Optimization optimization_options control the optimization process; seldom used

coeflegend display legend instead of statistics -------------------------------------------------------------------------

varlist_1, varlist_2, varlist_iv, and varlist specified in ivarlag() may contain factor variables; see fvvarlist. coeflegend does not appear in the dialog box. See [SP] spivregress postestimation for features available after estimation.


Statistics > Spatial autoregressive models


spivregress is the equivalent of ivregress for spatial data. spivregress fits spatial autoregressive (SAR) models, also known as simultaneous autoregressive models, where the models may contain additional endogenous variables as well as exogenous variables. These models can be used to account for possible dependence between the outcome variable and the unobserved errors.

For models without endogenous regressors, see [SP] spregress.

If you have not read [SP] intro 1 - [SP] intro 8, you should do so before using spivregress. Your data must be Sp data to use spivregress. See [SP] intro 3 for instructions on how to prepare your data.

To specify spatial lags, you will need to have one or more spatial weighting matrices. See [SP] intro 2 and [SP] spmatrix for an explanation of the types of weighting matrices and how to create them.


+-------+ ----+ Model +------------------------------------------------------------

dvarlag(spmatname) specifies a spatial weighting matrix that defines a spatial lag of the dependent variable. This option is repeatable to allow higher-order models. By default, no spatial lags of the dependent variable are included.

errorlag(spmatname) specifies a spatial weighting matrix that defines a spatially lagged error. This option is repeatable to allow higher-order models. By default, no spatially lagged errors are included.

ivarlag(spmatname : varlist) specifies a spatial weighting matrix and a list of exogenous variables that define spatial lags of the variables. The variables in varlist must be a subset of the exogenous variables in varlist_1. This option is repeatable to allow spatial lags created from different matrices. By default, no spatial lags of the exogenous variables are included.

noconstant; see [R] estimation options.

heteroskedastic specifies that the estimator treat the errors as heteroskedastic instead of homoskedastic, which is the default; see Methods and formulas in [SP] spregress.

force requests that estimation be done when the estimation sample is a proper subset of the sample used to create the spatial weighting matrices. The default is to refuse to fit the model. Weighting matrices potentially connect all the spatial units. When the estimation sample is a subset of this space, the spatial connections differ and spillover effects can be altered. In addition, the normalization of the weighting matrix differs from what it would have been had the matrix been normalized over the estimation sample. The better alternative to force is first to understand the spatial space of the estimation sample and, if it is sensible, then create new weighting matrices for it. See [SP] spmatrix and Missing values, dropped observations, and the W matrix in [SP] intro 2.

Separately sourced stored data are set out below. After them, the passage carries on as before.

Issue #835, opened 2020-10-21
On clone, magic helpers don't have access to the freshly cloned component


KevinBatdorf:
Is there intent behind passing in the `canonicalComponentElementReference` to the magic helpers instead of passing in the freshly cloned component? 

```js
let canonicalComponentElementReference = componentForClone ? componentForClone.$el : this.$el
Object.entries(Alpine.magicProperties).forEach(([name, callback]) => {
  Object.defineProperty(dataExtras, `$${name}`, { get: function () { return callback(canonicalComponentElementReference) } });
})
```

See here: https://github.com/alpinejs/alpine/blob/master/src/component.js#L25

This limits magic helpers that add properties or keep track of components as only the component that's about to be destroyed is accessible.

@SimoTod ran a test on `$wire` with the following and says it works all the same. 
```js
Object.entries(Alpine.magicProperties).forEach(([name, callback]) => {
  Object.defineProperty(dataExtras, `$${name}`, { get: function () { return callback(this.$el) } });
})
```

If the `canonicalComponentElementReference` _is_ required, we could pass `this.$el` in as a second param instead.

calebporzio:
Can you paste in a bit of code that demonstrates why this is a hangup for you?

I believe I NEEDED to pass the canonical element reference, so that `$wire` could access the ACTUAL runtime Livewire component when an Alpine component is cloned for morphdom.

Has someone tested that passing just `this.$el` still works with Livewire's `$wire` across morphdom diffs?

calebporzio:
Copying from closed issue:

> Can you paste in a bit of code that demonstrates why this is a hangup for you?
> 
> I believe I NEEDED to pass the canonical element reference, so that `$wire` could access the ACTUAL runtime Livewire component when an Alpine component is cloned for morphdom.
> 
> Has someone tested that passing just `this.$el` still works with Livewire's `$wire` across morphdom diffs?

calebporzio:
Let's move this discussion to #859

PR #859, opened 2020-10-31
Helpers to receive access to cloned component

KevinBatdorf:
Opening this PR to make it easier to understand my intent of #835 

The `canonicalComponentElementReference` may be needed to compute the initial state but it doesn't seem needed after that. More importantly, magic helpers in some cases need access to the most current cloned component, not the canonical component (which is about to be deleted).

Relevant part of the code:
https://github.com/alpinejs/alpine/blob/master/src/component.js#L25

### DIFF
--- a/src/component.js
+++ b/src/component.js
@@ -22,10 +22,8 @@ export default class Component {
             $el: this.$el,
         }
 
-        let canonicalComponentElementReference = componentForClone ? componentForClone.$el : this.$el
-
         Object.entries(Alpine.magicProperties).forEach(([name, callback]) => {
-            Object.defineProperty(dataExtras, `$${name}`, { get: function () { return callback(canonicalComponentElementReference) } });
+            Object.defineProperty(dataExtras, `$${name}`, { get: function () { return callback(this.$el) } });
         })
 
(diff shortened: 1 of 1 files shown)


calebporzio:
Posted from closed issue. We can continue the discussion here now.

> Can you paste in a bit of code that demonstrates why this is a hangup for you?
> 
> I believe I NEEDED to pass the canonical element reference, so that `$wire` could access the ACTUAL runtime Livewire component when an Alpine component is cloned for morphdom.
> 
> Has someone tested that passing just `this.$el` still works with Livewire's `$wire` across morphdom diffs?

KevinBatdorf:
I wrote a [helper](https://github.com/alpine-collective/alpine-magic-helpers/blob/bf88f7055266d59f70dbf3e71fdf907bee1c3e1a/src/undo.js) to track component state over time and undo changes ([demo](https://codepen.io/KevinBatdorf/pen/c674633a3dcf8c0729345ab8ab86791f?editors=1010)).

To avoid any chance of breaking something, can we pass in the clone as a second param? I've updated this PR.

calebporzio:
Sounds good!

And WOW, that is an insane helper @KevinBatdorf - nice work!

PR #1721, opened 2021-07-05
add no-start option for CDN version of Alpine

danddanddand:
Add no-start option to for people who do not want to start Alpine from CDN version automatically. 

Used like `<script src="cdn.js" defer no-start></script>`

Test using: 
```html
<html>
<head>
    <script defer no-start src="cdn.js"></script>
</head>
<body>
<div x-data="{a:1}">
    <span x-text="a"></span>
</div>
</body>
</html>
<script>
    setTimeout(() => {
        Alpine.start()
    }, 5000);
</script>
```

https://github.com/alpinejs/alpine/discussions/1710

https://github.com/alpinejs/alpine/discussions/1705

This strategy is borrowed directly from [petite-vue](https://github.com/vuejs/petite-vue/blob/main/src/index.ts). Just doing inverse logic. 

@ryangjchandler suggested the name `lazy` instead and it's open to discussion what it should be called if added?

### DIFF
--- a/packages/alpinejs/builds/cdn.js
+++ b/packages/alpinejs/builds/cdn.js
@@ -2,6 +2,9 @@ import Alpine from './../src/index'
 
 window.Alpine = Alpine
 
-queueMicrotask(() => {
-    Alpine.start()
-})
+let s
+if (!((s = document.currentScript) && s.hasAttribute('no-start'))) {
+    queueMicrotask(() => {
+        Alpine.start()
+    })
+}


pomartel:
Looks great! And I guess it would also work if the Alpine lib was bundled with other scripts such as this:
```html
<script defer no-start src="/scripts/vendor.js"></script>
```

calebporzio:
@danddanddand - this is interesting.

"lazy" sounds like the best name, but I agree that it implies it will be auto-started when it is first used.

"no-start" seems a little inconsistent. I think "no-init" would be the best name.

This feature still feels a little odd to me being the inverse of what's intuitive.

I'm going to close this PR for now. If there is more demand for such a feature, please reopen this PR - I'm open to it, just want to keep things minimal until necessary. Thanks!

PR #1753, opened 2021-07-08
Update data.md

fgb4101:
Fix the `x-show` variable in the second example in the `Single-element components` section.


calebporzio:
Thanks!

PR #1786, opened 2021-07-13
Bug - Add support for x-data on html tag

SimoTod:
- `closestRoot` uses `el.matches` which requires a DOM Element
- `outNestedComponents` was using `parentNode` that doesn't always return a DOM Element (e.g. html.parentNode. returns document which is a Dom Node). `parentElement` instead will return null if the parent node is. not a DOM Element.
- ⚠️ I had to change `closestRoot(el.parentNode || closestRoot(el))` to `closestRoot(el.parentNode)` but I'm not sure about your original intentions so it might not be suitable. Reason: `closestRoot(el)` always returns the current element if `el` has an `x-data` attribute, so does `closestRoot(closestRoot(el))`. This means that `outNestedComponents` would filter out all the components when `x-data` is on the html tag. All test pass but I thought it was important to highlight this point since there could be a reason why the original code had `|| closestRoot(el)`. Thanks

### DIFF
--- a/packages/alpinejs/src/lifecycle.js
+++ b/packages/alpinejs/src/lifecycle.js
@@ -20,8 +20,7 @@ export function start() {
         directives(el, attrs).forEach(handle => handle())
     })
 
-    let outNestedComponents = el => ! closestRoot(el.parentNode || closestRoot(el))
-
+    let outNestedComponents = el => ! closestRoot(el.parentElement)
     Array.from(document.querySelectorAll(allSelectors()))
         .filter(outNestedComponents)
         .forEach(el => {
@@ -46,6 +45,8 @@ export function addRootSelector(selectorCallback) { rootSelectorCallbacks.push(s
 export function addInitSelector(selectorCallback) { initSelectorCallbacks.push(selectorCallback) }
 
 export function closestRoot(el) {
+    if (!el) return
+
     if (rootSelectors().some(selector => el.matches(selector))) return el
 
     if (! el.parentElement) return
--- a/packages/alpinejs/src/lifecycle.js
+++ b/packages/alpinejs/src/lifecycle.js
@@ -20,7 +20,8 @@ export function start() {
         directives(el, attrs).forEach(handle => handle())
     })
 
-    let outNestedComponents = el => ! closestRoot(el.parentElement)
+    let outNestedComponents = el => ! closestRoot(el.parentNode || closestRoot(el))
+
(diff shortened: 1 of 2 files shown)


danddanddand:
Should the test for this do something to ensure the x-data added is evaluated/used in the assert portion? Something like this makes more sense to me?

```
test('x-data works on the html tag v2',
    [html`
        <div>
            <span x-text="n+2"></span>
        </div>
    `,
        `
        document.querySelector('html').setAttribute('x-data', '{n:3}')
    `],
    ({ get }) => {
        get('span').should(haveText('5'))
    }
)
```

That way x-text is relying on x-data on html and test is using the data to for assertion. Maybe alpine was bombing with x-data on html before and that existing test is good enough. Just my thought when glancing at it.

SimoTod:
> Should the test for this do something to ensure the x-data added is evaluated/used in the assert portion? Something like this makes more sense to me?
> 
> ```
> test('x-data works on the html tag v2',
>     [html`
>         <div>
>             <span x-text="n+2"></span>
>         </div>
>     `,
>         `
>         document.querySelector('html').setAttribute('x-data', '{n:3}')
>     `],
>     ({ get }) => {
>         get('span').should(haveText('5'))
>     }
> )
> ```
> 
> That way x-text is relying on x-data on html and test is using the data to for assertion. Maybe alpine was bombing with x-data on html before and that existing test is good enough. Just my thought when glancing at it.

@danddanddand The issue is not on the evaluation side, we can safely use a string constant to make sure a simple directive is processed (before the fix it would file, see commit https://github.com/SimoTod/alpine/commit/bdedf33289a540e01948e1219af6680e2c4db848).

I usually prefer to keep my tests as simple as possible and in scope with the change introduced but Caleb can expand it later if needed for a different bug.

calebporzio:
Thanks @SimoTod ! At first glance, it looks this test would pass even without the PR right? Because `x-data` is on the <div> as well?

SimoTod:
It would fail because it's a nested component and it doesn't autostart

SimoTod:
I've reverted the code to the broken version without the additional x-data (I hadn't realised I committed it) to show the failing scenario again (https://github.com/alpinejs/alpine/pull/1786/commits/cdc02dc61e2b5eb2274878c0ec7ae0c2bb72ba0a) and then reapplied the fix.

calebporzio:
Thanks!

impower(#) specifies the order of an instrumental-variable approximation used in fitting the model. The derivation of the estimator involves a product of # matrices. Increasing # may improve the precision of the estimation and will not cause harm, but will require more computer time. The default is impower(2). See Methods and formulas for additional details on impower(#).

+-----------+ ----+ Reporting +--------------------------------------------------------

level(#); see [R] estimation options.

display_options: noci, nopvalues, noomitted, vsquish, noemptycells, baselevels, allbaselevels, nofvlabel, fvwrap(#), fvwrapon(style), cformat(%fmt), pformat(%fmt), sformat(%fmt), and nolstretch; see [R] estimation options.

+--------------+ ----+ Optimization +-----------------------------------------------------

optimization_options: iterate(#), [no]log, trace, gradient, showstep, hessian, showtolerance, tolerance(#), ltolerance(#), nrtolerance(#), and nonrtolerance; see [M-5] optimize().

The following option is available with spivregress but is not shown in the dialog box:

coeflegend; see [R] estimation options.


Setup . copy . . copy . . use dui_southern . spset

Create a contiguity weighting matrix with the default spectral normalization . spmatrix create contiguity W

Fit a generalized spatial two-stage least-squares regression . spivregress dui nondui vehicles i.dry (police = elect), dvarlag(W) errorlag(W)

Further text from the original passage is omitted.